On 1 January 2021 (and apart from some activities in Northern Ireland), the UK cut all formal environmental links with EU regulatory authorities. The EU has a dedicated environmental agency (the European Environment Agency) which has no regulatory powers (its primary role is to collect data and publish reports on the state of the environment). The UK could have retained associate membership of that Agency but declined to do so.

Businesses based in the UK that want to access the EU market will still face acute market-led pressure to abide by EU rules. Chemicals regulation has emerged as an area of particular concern. The EU system for the Registration Evaluation and Authorisation of Chemicals (REACH) requires substances manufactured in or imported into, the EU to be registered with the European Chemical Agency (ECHA). The ECHA then decides how to control or restrict the marketing and use of those substances.
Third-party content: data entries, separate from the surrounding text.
Issue #1218, opened 2026-08-11
Interp: sandboxed fs floor for the last 4 BRIDGEABLE abstains (virtual overlay, not real fs)


O6lvl4:
Stage 2 burn-down recon (2026-08-11). After fan.any / TCO / env / Option-order, the abstain ledger's BRIDGEABLE class is down to 6 = args 2 (#1217) + these 4:

| fixture | first missing prim |
|---|---|
| fan_settle_tuple | prim.read_text_file |
| fs_preopen_resolve | prim.write_text_file |
| fs_relative_path | prim.make_dir |
| host_floor_string_alloc | prim.make_dir |

The full prim vocabulary the fs fixtures reach: read_text_file, write_text_file, make_dir, path_exists, path_filestat, read_dir, remove_all, read_bytes_file (+ heap prims already classed HEAP_BOUNDARY). Native contracts are simple (`runtime/rs/src/fs.rs`: std::fs + `io_err` = Display; Result[String,String] / Result[Unit,String] value shapes).

## The design decision (why this is not a mechanical floor)

The two backend legs run as CHILD PROCESSES (harness tempdir; wasmtime `--dir=/`), so their fs effects are isolated per run. The interp runs IN-PROCESS — and `cargo test` runs `interp_abstain_ledger` and `interp_cross_target_spec` (and shards) in parallel threads. A real-`std::fs` floor would have two threads racing the same fixture's writes in one shared cwd; `chdir` is process-global and thread-unsafe.

Recommended: an **in-memory virtual fs overlay per Interpreter** — writes/mkdir/remove land in the overlay; reads/stat/exists consult the overlay first and fall back to the REAL fs read-only (fixtures that stat host paths keep working); deterministic, race-free, and the "sandboxed fs" the abstain-classes header already names. Fixtures observe only their own writes plus host reads, which the overlay serves exactly.

## Acceptance

- the 4 fixtures leave interp-abstain-ledger.txt (shrink-only gate)
- interp_cross_target_spec green — all 4 vote WITH the native==wasm consensus
- no real-fs writes from the interp leg (greppable: no std::fs::write/create_dir in the floor)

O6lvl4:
Implemented and merged in #1221 (+ the #1223 rebase re-measurement). First BRIDGEABLE-zero row:

```
corpus 369, voting 253 (68.6%), abstaining 116 (HEAP_BOUNDARY=116, BRIDGEABLE=0)
```

[...]

Issue #1217, opened 2026-08-11
Interp: bundled-module tier for args.* (last 2 non-fs BRIDGEABLE abstains)


O6lvl4:
Stage 2 burn-down recon (2026-08-11). `args_surface` and `bundled_pure_modules` abstain at `capability: args.positional` / `args.flag` — the only remaining non-fs BRIDGEABLE entries after the fan.any / TCO / env / Option-order rounds (voting 248/367, BRIDGEABLE 6 = these 2 + fs 4).

## Why it is not a one-liner

`args` is a bundled pure-Almide module over an already-floored prim (`env.args` → `prim.args_get_list`), so a pool tier keyed `("args","flag") → body` looks sufficient — scaffolding for exactly that exists and is sound (module-keyed publics so bare names can neither shadow nor be shadowed, #1087 class; `__` helpers on the flat table, #868). But `SRC_ARGS` **declines to lower under the pool recipe** (`canonicalize(.., iter::empty())`):

1. `undefined variable env` — the source does not `import env`; the splice context injects it.
2. With `import env` prepended: `cannot call effect function env.args from a pure function` — `fn raw() = env.args()` relies on the splice context's effect exemption, and the checker sets `can_call_effect = is_effect` per decl (module_inference.rs:333), so there is no env-level loosening to borrow.

The production recipe that DOES lower these bodies lives in the codegen passes (`pass_stdlib_lowering.rs`, `pass_resolve_calls.rs` — bundled sources parsed via `parse_cached`, spliced with the module context that resolves cross-stdlib refs and effect capability). The right fix is to reuse/extract THAT recipe for the interp pool rather than teach the pool checker ad-hoc exemptions — one instrument, or the two lowerings drift.

## Acceptance

- both fixtures leave `interp-abstain-ledger.txt` (gate enforces shrink-only)
- `interp_cross_target_spec` green — the two vote WITH the native==wasm consensus
- no new flat-name resolution (module-keyed tier only)

PR #1221, opened 2026-08-11
Interp sandboxed fs floor (#1218) — three more fixtures vote, BRIDGEABLE 6 → 2

O6lvl4:
## What

The fs half of the BRIDGEABLE burn-down, on the design filed in #1218: a per-interpreter **in-memory overlay** — writes (`prim.write_text_file` / `make_dir` / `remove_all`) land in the overlay and never on disk; reads (`read_text_file` / `path_exists`) consult the overlay first and fall back to the REAL filesystem read-only. The backend legs run as child processes with per-run isolation; the interp runs in-process where `cargo test` parallelism shares one cwd, so a real-`std::fs` floor would race — the overlay is deterministic, race-free, and grep-provably write-free.

- Error strings mirror the native `io_err` (= Display of `std::io::Error`); overlay-synthesized errors use the exact `(os error N)` spellings, identical on linux and macos.
- `remove_all` on a path that exists only on the HOST abstains rather than pretending — refusing to delete real files is the sandbox's point.
- **Overlay keys normalize `.` segments** — C-042's fixture writes `/tmp/x` and reads `/tmp/./x`, the identity both backends pin. `..` deliberately stays unresolved (no contract pins it).

## The oracle caught the first draft — again

Without normalization the `./`-spelled read missed the overlay, fell back to the real fs, and answered with a LEFTOVER file from the native leg's earlier run (`PREOPEN-ROUND-2` where consensus says `PREOPEN-RESOLVE-OK`). The voting gate flagged the dissent before anything shipped. That is two drafts today the 3-way gate has rejected on its own glue.

## Measured

- `interp_cross_target_spec` **green** — fan_settle_tuple, fs_preopen_resolve, fs_relative_path vote WITH the native==wasm consensus: 248 → **251 voting (68.4%)**
- host_floor_string_alloc honestly reclassifies to `prim.handle` (HEAP_BOUNDARY 113 → 114) — the interp-heap arc's ledger, not this one
- BRIDGEABLE **6 → 2** (the args pair, #1217, is all that remains)
- `almide test` 370/370 (352 WASM / 18 fallback)


O6lvl4:
Rebased over #1223 (the args pair) — the generated ledger conflicted and was **re-measured, not hand-merged**. Combined result, first measurement with an empty bridgeable class:

```
corpus 369, voting 253 (68.6%), abstaining 116 (HEAP_BOUNDARY=116, BRIDGEABLE=0)
```

Every remaining abstain is the interp-heap arc. Voting gate re-run green on the combined tree (zero dissent).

After 1 January 2021 companies based in Great Britain that are registered with EU REACH will no longer be able to sell on the EU market unless they transfer their registration to an EU-equivalent organisation (dubbed ‘UK REACH’), the UK Government having decided to terminate its membership of ECHA. Doubts have been expressed about whether UK REACH will have sufficient resources to do its job properly. For larger corporate entities, the increased costs of having to deal with two systems and registering within the EU will be an additional burden. But for smaller businesses, the cost of dealing with two systems could be a game changer.
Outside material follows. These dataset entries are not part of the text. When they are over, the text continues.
Issue #1229, opened 2026-08-11
wasm string-accumulator TCO is quadratic: the exact-size free-list never reuses a growing string (fuzz run 31486558420)


O6lvl4:
The 0.57.0 release-gate fuzz run (manually dispatched, develop tip, 4/4 shards) recorded its one finding here: a mutation of `spec/wasm_cross/tco_multi_concat.almd` with `build(65535, 0, "")` was classified **Hang__wasm_run_hung** (seed 503784934721, index 938).

## Triage: NOT a hang, NOT a correctness divergence — a quadratic perf cliff

Measured locally (develop tip):

| n | native (built binary) | wasm (wasmtime) | output |
|---|---|---|---|
| 4096 | instant | 0.05 s | identical |
| 16384 | instant | 1.03 s | identical |
| 65535 | instant | **21.7 s — completes, byte-identical** | identical ✓ |

The fuzzer's per-run timeout read 21.7 s as a hang. Bytes and termination are correct on both legs; C-104 is not violated.

## Root cause

The TCO'd accumulator loop lowers `acc + c0 + c1` as drop-old/alloc-new per iteration (try_lower_concat_str's loop-carried slot). On native this rides Rust's `String` with amortized capacity doubling → **O(n)**. On wasm every iteration frees a size-k block and allocates size-k+2 — and `$alloc`'s free-list reuses only EXACT sizes (proofs/FreeList.v's contract), so a monotonically growing string never reuses anything: full copy every iteration → **O(n²) bytes copied** (~8.6 GB at n=65535).

## Fix directions

1. **Amortized capacity for the loop-carried ConcatStr slot**: when the drop-old/alloc-new pattern targets the SAME slot each iteration, allocate with doubling capacity (cap field already exists in the canonical String layout) and append in place while `len + add <= cap`. Turns the loop linear; the free-list contract untouched.
2. Narrower: a size-class free-list (reuse >= requested) — broader blast radius on FreeList.v; not preferred.

Also worth folding in: the fuzzer could re-run a suspected Hang with a longer budget once before classifying (a "SLOW" class distinct from "Hang") — 21.7 s vs infinite is exactly the distinction a release gate wants.

## Release impact

Correctness-clean, so this does NOT block 0.57.0 by the wrong-bytes / nontermination criteria — but wasm-first says a 400x same-program gap is real debt; it stays open under the perf ledger (`research/benchmark/perf/`) discipline.

Issue #1210, opened 2026-08-11
Codegen emits invalid Rust for `Bytes? ?? fallback` inline in a call argument (E0308, Bytes only)


O6lvl4:
Found while authoring the bytes semantics manifest (the measurement program hit it on first run). Present on released 0.56.0 and develop.

## Repro
```almide
import bytes
fn pick(flag: Bool) -> Bytes? = if flag then some(bytes.from_list([7])) else none
fn main() -> Unit = println("${bytes.len(pick(false) ?? bytes.new(0))}")
```
```
error[E0308]: mismatched types
  ...bytes_len(&match t { Some(v) => v, None => RcCow::from(almide_rt_bytes_new(0i64)), })
                                   ^ expected `Vec<u8>`, found `RcCow<Vec<u8>>`
```

## Boundary (measured)
| shape | result |
|---|---|
| `bytes.len(o ?? bytes.new(0))` — inline in a call arg | **invalid Rust** (E0308) |
| `let b = o ?? bytes.new(0)` then use `b` | ok |
| explicit `match` inline | ok |
| same shape with `List[Int]?` / `String?` / `Map?` fallback | ok — **Bytes only** |

The `??` lowering wraps the None arm in `RcCow::from(...)` while the Some arm unwraps bare, and the surrounding bytes intrinsic call takes `&Vec<u8>` — the two arms disagree about the RcCow layer exactly when the expression is consumed directly by a call. Honest failure class (compile error, not accept-and-wrong), but it rejects a completely idiomatic spelling — `option.unwrap_or` over Bytes is everywhere in real code and the manifest probes had to be rewritten around it.

Issue #1204, opened 2026-08-11
COMPILER PANIC: `guard let` inside a for/while body — "internal error: entered unreachable code"


O6lvl4:
Found while building a byte-identity fixture for `if let` / `guard let` (they had spec tests but no `spec/wasm_cross` coverage). The very first heap+loop shape I wrote crashed the compiler.

## Repro

```almide
effect fn main() -> Unit = {
  for row in [["p"], []] {
    guard let h = list.first(row) else { continue }
    println(h)
  }
}
```

```
thread 'almide-main' panicked at crates/almide-frontend/src/lower/statements.rs:67:13:
internal error: entered unreachable code: guard let is desugared by the enclosing block, not lower_stmt
```

Identical on **released 0.56.0** and on develop — not a regression, a long-standing hole.

## Measured boundary

| shape | verdict |
|---|---|
| `guard let` in a **`for` body** | **PANIC** |
| `guard let` in a **`while` body** | **PANIC** |
| `guard let` in an `if`-then block | ok |
| `guard let` in a `match`-arm block | ok |
| `guard let` at fn-body top level | ok |
| `if let` in a `for` body | ok (unaffected) |

So the desugar that turns `guard let` into its bind + early-exit form runs for BLOCK positions but never for a loop BODY's statement list, and `lower_stmt` then hits the `unreachable!()` that assumes the enclosing block already handled it.

## Why it went unnoticed

`spec/lang/guard_let_test.almd` has 6 tests — Some/None, Ok/Err, nested guards — all at fn-body top level. Nothing puts a `guard let` in a loop, which is arguably its most natural use (`guard let` exists for early exit, and `continue` is the loop's early exit). The `spec/wasm_cross` byte corpus has **zero** `guard let` fixtures.

## Severity

A panic is the loudest possible failure, so this is not a silent-wrongness class — but for a language positioning itself for mission-critical use, an `internal error: entered unreachable code` on a plain composition of two documented constructs is a correctness-of-the-tool defect: the user did nothing wrong, and the diagnostic tells them nothing actionable.

## Fix direction

[...]

Issue #1197, opened 2026-08-11
wasm ⇄ native byte divergence LIVE: matrix softmax/pow/sigmoid use the PLATFORM libm on native while wasm uses the vendored musl-libm


O6lvl4:
Found by the mission-critical arc's libm audit (the sweep that followed #1196's interp vendored-libm bridge). **This is an accept-and-wrong cross-target divergence that is live on develop and on released 0.56.0** — both legs compile, both run, the outputs differ.

## Repro (identical on develop and on released 0.56.0)

```almide
effect fn main() -> Unit = {
  let m = matrix.from_lists([[0.7, 1.3, 2.1], [0.4, 1.9, 0.11], [3.7, 0.03, 1.55]])
  println("${matrix.to_lists(matrix.softmax_rows(m))}")
  println("${matrix.to_lists(matrix.pow(m, 1.7))}")
}
```

| op | native | wasm |
|---|---|---|
| `softmax_rows`[0][0] | `0.1454055037778682` | `0.1454055037792031` |
| `softmax_rows`[2][1] | `0.022309411914874525` | `0.0223094118380793` |
| `pow`[0][1] | `1.5620815356808382` | `1.5620815356808384` |

The softmax divergence is ~1e-12 RELATIVE — far beyond a last-ULP wobble, because the per-element `exp` differences amplify through the normalization sum.

## Cause

The whole point of vendoring musl-libm (`runtime/rs/src/libm.rs`, the StrictMath/fdlibm decision) is that `math.sin/exp/log/pow` must be bit-identical across targets AND deterministic across platforms. The MATRIX runtime never got the memo — it calls the PLATFORM libm directly, while the wasm leg's self-host uses the vendored algorithm:

| site | call | reachable as |
|---|---|---|
| `runtime/rs/src/matrix.rs:551` | `(*x - max).exp()` | `matrix.softmax_rows` |
| `runtime/rs/src/matrix.rs:278` | `x.powf(exp)` | `matrix.pow` |
| `runtime/rs/src/matrix.rs:440` | `(-g).exp()` | `matrix.swiglu_gate` |
| `runtime/rs/src/matrix_p2.rs:381` | `(-x).exp()` | the sigmoid in the fused path |
| `runtime/rs/src/matrix_p2.rs:200` | `theta_base.powf(exp)` | rope inv_freqs |
| `runtime/rs/src/matrix_p2.rs:692` | `theta_base.powf(exp)` | rope inv_freqs (second copy) |

[...]

PR #1236, opened 2026-08-11
Bump version to 0.57.0

O6lvl4:
Release prep per the documented procedure. Highlights since 0.56.0 (all merged on develop):

**Fixed (live in 0.56.0):**
- #1204 — COMPILER PANIC: `guard let` in a for/while body
- #1210 — `Bytes?/Matrix? ??` inline in a call argument emitted invalid Rust
- #1197 — matrix transcendentals diverged native ⇄ wasm (up to four answers by arch × target); canonical unfused fast-exp on both legs
- #1183 — wasm read the err payload slot for an expression-nested `!` (accept-and-wrong)
- $itoa_append printed negative i64 as u64 (certificate-layer prelude)

**Assurance (the mission-critical arc):**
- Stage 1c: hand-written WAT prelude fully classified + re-measured in CI; dead fns deleted; bodies executed with pinned stdout
- Stage 2: interp oracle BRIDGEABLE 32 → 0 — voting 253/369 (68.6%); trampoline TCO, env/fs/args floors, fan.any
- bytes semantics manifest: 121 measured rows; C-222/C-223/C-224 contracts + fixtures
- fuzz nightly instrument repaired twice (#1201 verdict-skip, #1225 workflow parse)

**Known limitation (not correctness):** #1229 — wasm string-accumulator TCO is quadratic at scale (byte-identical output; 21.7 s at n=65535 where native is instant).


O6lvl4:
CI caught a real drift: the bump alone fails `docs_gen_check_passes_on_clean_checkout` — `llms.txt` is a version source-of-truth (`check_version`: the Cargo version must appear in it). Added the v0.57.0 release entry in the file's own style (fixes a–e + the assurance arc + the #1229 known limitation) and demoted 0.56.0 to Previous. `docs-gen --check` and both docs_gen tests green locally. (The E015 warnings in the failing log were pre-existing stderr noise from the iface extraction, not the failure.)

A final complication, the extent of which only became apparent after the EU Referendum, is that most environmental rules in the UK are devolved. Thus, the Environment Bill is mainly England facing, leaving Scotland, Wales and Northern Ireland scope to develop their own bespoke systems. The Scottish Government has expressed its determination to dynamically align with EU rules. However, the highly contentious Internal Market Bill, which seeks to create a new UK-wide level playing field, may limit the freedom of action of the devolved nations. They have voiced their fear that the rules of the largest market, England, will drive standards across the whole of the UK.

To conclude, in the short term the measures that the UK Government put in place have prevented a sudden discontinuity in environmental regulation after the transition period came to an end. However, businesses that are not prepared may find trading with the EU more difficult. The environment was one of three main sticking points during the negotiation of the TCA. Over the longer term, despite the provisions on non-regression in the TCA there remains a risk that UK environmental standards may be weakened. Moreover, there is a markedly greater risk of new conflicts flaring up between the devolved nations over the ambition and scope of regulation.

In spite of what the UK has done, there is every possibility that the environment remains a flashpoint in EU-UK relations, especially if the UK pursues a deregulatory approach– the so-called ‘Singapore-on-Thames’ model – while the EU surges ahead with its ambitious European Green Deal.

This blog is an amended version of a chapter in the UK Regulation after Brexit report. The full report can be found here.

About the authors

Charlotte Burns is a Professorial Fellow in the Department of Politics,
University of Sheffield and co-chair of the Brexit & Environment network.
Andy Jordan is Professor of Environmental Sciences at the University of East Anglia and co-chair of the Brexit & Environment network

Picture courtesy of Kevinsphotos|Pixabay

2 Comments on “Environmental Regulation in the Post-Brexit Era

  • […] By Charlotte Burns, Professor of Politics, the University of Sheffield & Andrew Jordan, Professor of Environmental Sciences at the University of East Anglia. Published first as  a blog by Brexit & Environment. […]

  • […] proposed UK Environment Bill is also vague, with an Office for Environmental Protection (OEP) with few of the teeth of the […]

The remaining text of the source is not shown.